Abstract

The aim of this study was to evaluate the use of red/white sorghum flours in the development of gluten free cookies. A Box Behnken design involving guar gum (GG), baking powder (BP) and water added to a given formulation and red/white sorghum flours as categorical variable, was used to obtain the optimal gluten free cookie formulation. Resulting cookies were subjected to sensory evaluation being flavour, fragility and crispiness evaluated responses. After that, the optimal formulation was obtained being GG and BP significant variables whereas sorghum flour did not showed statistical significance. Also proximal composition, total phenols and antioxidant activity as 1,1-diphenyl-2-picrylhydrazyl (DPPH) sequestering activity were evaluated in optimized red (RSC) and white (WSC) sorghum cookies.
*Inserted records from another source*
PR #26, opened 2016-11-03
Initialize adaptive sampler

black-adder:
- [x] Cover submit_callback

### DIFF
--- a/jaeger_client/sampler.py
+++ b/jaeger_client/sampler.py
@@ -394,11 +394,11 @@ class RemoteControlledSampler(Sampler):
 
     def _delayed_polling(self):
         periodic = PeriodicCallback(
-            callback=self.poll_sampling_manager,
+            callback=self._poll_sampling_manager,
             # convert interval to milliseconds
             callback_time=self.sampling_refresh_interval * 1000,
             io_loop=self.io_loop)
-        self.poll_sampling_manager()  # Initial sample now
+        self._poll_sampling_manager()  # Initial sample now
         with self.lock:
             if self.running:
                 self.periodic = periodic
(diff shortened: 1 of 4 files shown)


jaeger_client/sampler.py
```diff
@@ -340,11 +394,11 @@ def _init_polling(self):
 
     def _delayed_polling(self):
         periodic = PeriodicCallback(
-            callback=self.poll_sampling_manager,
+            callback=self._poll_sampling_manager,
             # convert interval to milliseconds
             callback_time=self.sampling_refresh_interval * 1000,
             io_loop=self.io_loop)
-        self.poll_sampling_manager()  # Initial sample now
+        self._poll_sampling_manager()  # Initial sample now
```
black-adder: I'm not sure what this comment is supposed to mean

jaeger_client/sampler.py
```diff
@@ -262,6 +290,29 @@ def is_sampled(self, trace_id, operation=''):
             return sampler.is_sampled(trace_id, operation)
         return sampler.is_sampled(trace_id, operation)
 
+    def update(self, strategies):
+        # (NB) This function should only be called while holding a Write lock.
```
badiib: if you have to lock, why not pass the lock in?

jaeger_client/sampler.py
```diff
@@ -353,40 +407,67 @@ def _delayed_polling(self):
...
-        fut.add_done_callback(submit_callback)
+        fut.add_done_callback(self._sampling_request_callback)
 
     def close(self):
         with self.lock:
             self.running = False
             if self.periodic is not None:
                 self.periodic.stop()
+
+    def _parse_sampling_strategy(self, sampler, body):
```
black-adder: I added the logic for operation_strategies

jaeger_client/sampler.py
yurishkuro: not sure, perhaps it meant "initialize sampler now", as it kicks off the very first refresh of the strategy and then starts periodic polling

jaeger_client/sampler.py
black-adder: look @ line 430, it's kinda weird to pass the lock to and fro. For new logic will be:

`if instance of AdaptiveSampler, then pass the lock inside; else lock and update sampler.`

Rather than just lock in one place.

jaeger_client/sampler.py
yurishkuro: can you fix the comment?

PR #30, opened 2017-02-15
Client enhancements

philipgian:
This PR add three things:
* The ability to override the codecs used by the tracer on initialization.
* The ability to override the default one-span-per-rpc behaviour on server-side spans.
  This is quite useful for visualizing the server-side spans on a call as nested spans.
* An interface and a mechanism that allows an external entity to accumulate and batch reporting spans for performance reasons.

### DIFF
--- a/jaeger_client/span.py
+++ b/jaeger_client/span.py
@@ -68,7 +68,7 @@ class Span(opentracing.Span):
             self.operation_name = operation_name
         return self
 
-    def finish(self, finish_time=None):
+    def finish(self, finish_time=None, defer_report=False):
         """Indicate that the work represented by this span has been completed
         or terminated, and is ready to be sent to the Reporter.
 
@@ -82,7 +82,8 @@ class Span(opentracing.Span):
             return
 
         self.end_time = finish_time or time.time()  # no locking
-        self.tracer.report_span(self)
+        if not defer_report:
+            self.tracer.report_span(self)
 
     def set_tag(self, key, value):
         """
--- a/jaeger_client/tracer.py
+++ b/jaeger_client/tracer.py
@@ -46,7 +46,7 @@ class Tracer(opentracing.Tracer):
                  trace_id_header=constants.TRACE_ID_HEADER,
                  baggage_header_prefix=constants.BAGGAGE_HEADER_PREFIX,
                  debug_id_header=constants.DEBUG_ID_HEADER_KEY,
-                 one_span_per_rpc=True):
+                 one_span_per_rpc=True, extra_codecs=None):
         self.service_name = service_name
         self.reporter = reporter
         self.sampler = sampler
@@ -70,6 +70,8 @@ class Tracer(opentracing.Tracer):
             Format.BINARY: BinaryCodec(),
             ZipkinSpanFormat: ZipkinCodec(),
         }
+        if extra_codecs:
+            self.codecs.update(extra_codecs)
         self.tags = {
             constants.JAEGER_VERSION_TAG_KEY: constants.JAEGER_CLIENT_VERSION,
         }
--- a/jaeger_client/tracer.py
+++ b/jaeger_client/tracer.py
@@ -45,7 +45,8 @@ class Tracer(opentracing.Tracer):
     def __init__(self, service_name, reporter, sampler, metrics=None,
                  trace_id_header=constants.TRACE_ID_HEADER,
                  baggage_header_prefix=constants.BAGGAGE_HEADER_PREFIX,
-                 debug_id_header=constants.DEBUG_ID_HEADER_KEY):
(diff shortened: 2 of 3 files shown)


jaeger_client/tracer.py
```diff
@@ -212,5 +216,8 @@ def _emit_span_metrics(self, span, join=False):
     def report_span(self, span):
         self.reporter.report_span(span)
 
+    def report_spans(self, spans):
```
yurishkuro: nothing calls this method, why do we need it?

jaeger_client/span.py
```diff
@@ -82,7 +82,8 @@ def finish(self, finish_time=None):
             return
 
         self.end_time = finish_time or time.time()  # no locking
-        self.tracer.report_span(self)
+        if not defer_report:
```
yurishkuro: why is this needed? What else would trigger reporting if not `span.finish()`?

yurishkuro:
Regarding the objectives of this PR:
  * the first two points would be best done as separate PRs, as otherwise it's hard to provide a sensible commit message describing the change
  * I don't quite follow why you need the last point. "an external entity to accumulate and batch reporting" is precisely what the `Reporter` interface is for. Specifically, the `RemoteReporter` does the batching and uses Senders to actually ship the data out of process. There may be a way to refactor the remote reporter to not depend on Tornado, with a separate thread - it was just easier to write with Tornado's producer-consumer framework.

yurishkuro:
SpanManager would be something that only knows about OpenTracing API. The Reporter and the relevant methods are the internal implementation detail of Jaeger tracer, SpanManager cannot make use of them. The only thing SpanManager can do is call `finish()` on the spans. So I do not thing any extension to reporting is needed.

philipgian:
I understand what you are saying, but I was aiming to have a SpanManager that checked if the tracer supports batch reporting and gave a hint to the Tracer that the Span will be reported later in a batch, otherwise fallback to standard OpenTracing API and just call `finish()`. So the SpanManager could work with all OpenTracing compatible Tracers, but work better with those supporting this "extension".

Anyway, if you object on having this merged, I will withdraw the changes and make only two new PRs with the first two bullets, and maybe proceed with a different approach.

yurishkuro:
I am definitely not in favor of extending the API, mostly because I still do not understand your use case. Maybe you have some instrumentation code you can demonstrate?  Whatever the responsibilities of your SpanManager are, it cannot control when `span.finish()` is called. For example, if a user wants to wrap a function into a span, they can do this:

```python
with tracer.start_span('my function', child_of=get_current_span()) as span:
    # do the work
    # maybe log to span
    span.log(..)
```

This will automatically call `finish()` when the span is logically completed, and neither the tracer nor the SpanManager can do anything to delay that. But internally the call to `finish()` simply delegates to `tracer.reportSpan()`, which passes the span to the reporter. If any batching needs to happen (and it already does in our RemoteReporter) it can happen inside the reporter.

philipgian:
SpanManager has to manage/accumulate/batch report only the spans it manages. And for those, it can require that they are finished only through it, and disallow manual `finish()` (e.g., by overriding the `finish()` function on the `Span` it returns). In your example, the span is created manually by the user and the SpanManager knows nothing about it, so of course it cannot control it.

The point is not to prevent or make batch reporting mandatory, but to facilitate towards this direction. I understand how the `Reporter()` solution works better, but I also consider the batch reporting support complementary, as it can also work with non batch-aware Reporters which are not  tied to a specific framework and which will be called only once in the lifetime of a request.

This extension was not meant to be compatible with a certain API, but enable certain functionality without breaking any API compatibility. Anyway, as I said, I totally understand your objection and I if your are not still convinced of the functionality it enables, I will withdraw this PR and work towards a different direction.

yurishkuro:
At this point I would advise perhaps just monkey-patching the methods onto the tracer and reporter in your own module. It goes without saying that you're making your module dependent on implementation details of Jaeger, as other OpenTracing tracers may not even have the concept of a "reporter" (at minimum it might be called differently). 

We try to keep to the "three strikes" rule, i.e. not introduce API changes or features unless there are 3 use cases for them. I am happy to revisit if you release your span manager code in the future so that we can talk in more concrete terms. 

In fact, if you think you're building some useful generic functionality, it might be worth opening an issue in opentracing-python repo (or even the specification repo) so that other people can weigh in. I think your use case sits between two audiences, the end users using OT for instrumentation on one hand, and the maintainers of the tracers on the other hand. So far OT has had no opinion on how the maintainers implement their OT API, this common functionality that affects how tracers work largely does not exist. For example, the process of registering custom codecs is implementation-specific.

philipgian:
OK. Thx for the comments. I'm closing this now as discussed. I've opened #32 as 1/2 PRs

PR #32, opened 2017-02-20
Optionally override one-span-per-rpc

philipgian:
Add option to override default one-span-per-rpc behaviour. This is
useful to visualize RPC calls as nested spans.

### DIFF
--- a/CHANGELOG.rst
+++ b/CHANGELOG.rst
@@ -6,7 +6,7 @@ History
 3.3.2 (unreleased)
 ------------------
 
-- Nothing changed yet.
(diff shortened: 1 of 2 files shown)


yurishkuro:
Please merge or rebase from master to fix the build (cf. #33).

Also, you will need to sign a contributor agreement (once).

philipgian:
I've signed the CLA, but the relevant check is not updated. Does it require manual approval or is something wrong ?

yurishkuro:
It's possible the check only runs on push. Can you add a line to the CHANGELOG file, e.g. "Allow overriding one-span-per-rpc behavior" and push again?

PR #34, opened 2017-02-22
Add option to provide extra codecs

philipgian:
Add options to provide extra codecs to the tracer. This allows extending
or overriding the tracer's codec during initialization.


yurishkuro:
Can you add a unit test for the new option?

yurishkuro:
Awesome, thanks.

In spite of being total polyphenols contents of RSC (280±1.83 mg tannic acid equivalents./100 g) higher than that from WSC (73±1.91 mg tannic acid equivalents /100 g), evaluated DPPH scavenging activity was important in both cookies. Consuming a portion (30g) of them would provide a DPPH scavenging capacity of 572 mg and 544 mg ascorbic acid equivalent from RSC and WSC, respectively, which could be compared to the one provide from a 100 g portion of strawberries. Resulting sorghum cookies would contribute to a more diverse and nutritious diet for celiac people.